Flavio Di Giacomo lavora per l’Organizzazione internazionale per le migrazioni: “È possibile che gli scafisti si celino tra chi è approdato in Italia”. E ancora: “Negli ultimi 15 giorni di dicembre sono arrivate in Italia oltre 3.500 persone. E fra il 2013 e il 2014 gli arrivi si sono moltiplicati per quattro, fino a sfiorare la quota di 170mila”. È la dimostrazione che non era “colpa” di Mare Nostrum.
“Le rotte migratorie e il traffico di esseri umani si stanno purtroppo differenziando e raffinando – per così dire – in base alla
‘domanda’ e alle situazioni geografiche. Gli arrivi dalla Turchia, ad esempio, non sono nuovi e almeno dall’autunno scorso questi flussi si stanno rafforzando, composti soprattutto da profughi in fuga dal conflitto siriano”. Flavio Di Giacomo lavora per l’Organizzazione internazionale per le migrazioni, principale organismo intergovernativo in ambito migratorio. Fondata nel 1951, aderiscono all’Oim 156 Stati; il quartier generale è a Ginevra (Svizzera), mentre l’Ufficio di coordinamento per il Mediterraneo ha sede in via Nomentana a Roma. Di Giacomo sta seguendo da vicino quanto accade in questi giorni sulle coste italiane: le organizzazioni criminali, che vivono sulle spalle di chi fugge dalla guerra e dalla fame, inventano nuove strategie per portare migliaia di disperati verso gli approdi europei.

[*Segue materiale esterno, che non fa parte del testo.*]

PR #502, opened 2024-05-30
feat: Use `useWidget` hook to load widgets

mofojed:
- Needs https://github.com/deephaven/web-client-ui/pull/2030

I casi delle navi Ezadeen e Blue Sky hanno particolarmente colpito l’opinione pubblica.
I mass media delineano un’inedita strategia: gli scafisti e le organizzazioni che stanno alle spalle acquistano vecchi mercantili in disuso, ma in grado di navigare, li caricano di migranti e poi li abbandonano al largo delle coste italiane. Il genio criminale ha inventato una nuova modalità per fare soldi, ponendo a rischio la vita dei profughi e la sicurezza marittima?
“Questa è l’ipotesi che va per la maggiore, ma occorrono ancora delle conferme circa tale strategia, che riteniamo sia ancora da verificare. Anche perché è possibile che gli scafisti si celino tra chi è approdato in Italia. Una cosa è certa: dalle testimonianze che raccogliamo come Oim, i flussi provenienti dalla Turchia si stanno moltiplicando, e sono già più di dieci i casi di imbarcazioni giunte da quella rotta, le quali vanno ad aggiungersi a quelle provenienti dalla Libia e dal nord Africa”.
Quali indicazioni avete tratto dalle testimonianze che state raccogliendo?
“Ci sono soprattutto storie di grande sofferenza. Ad esempio abbiamo incontrato una famiglia di 15 persone, fuggite da Kobane in Siria; fra di loro c’erano bambini e anziani. Giunti in un campo profughi in Turchia, si sono poi imbarcati verso l’Europa pagando 4.500 dollari a testa per ogni adulto. Una cifra enorme, per poi essere caricati su natanti insicuri, senza alcuna dignità né certezza di arrivare a destinazione. C’è chi vende tutto ciò che ha per tentare questi viaggi”.
Ma l’Italia è la meta ultima di chi, rischiando la vita, si mette in mare?
“Possiamo dire – afferma il portavoce Oim – che l’Italia è quasi sempre considerata un Paese di transito, mentre la gran parte della gente spera di arrivare nel nord Europa. Dobbiamo poi ricordare che non si scappa solo via mare, ma anche via terra. Il fatto è che, soprattutto da quando è iniziato il conflitto in Siria, il vicino e piccolo Libano ha accolto un milione e 400mila profughi; numeri altrettanto enormi si registrano in Turchia e in Giordania. I migranti che approdano sulle coste europee sono, in fin dei conti, numeri piuttosto modesti…”.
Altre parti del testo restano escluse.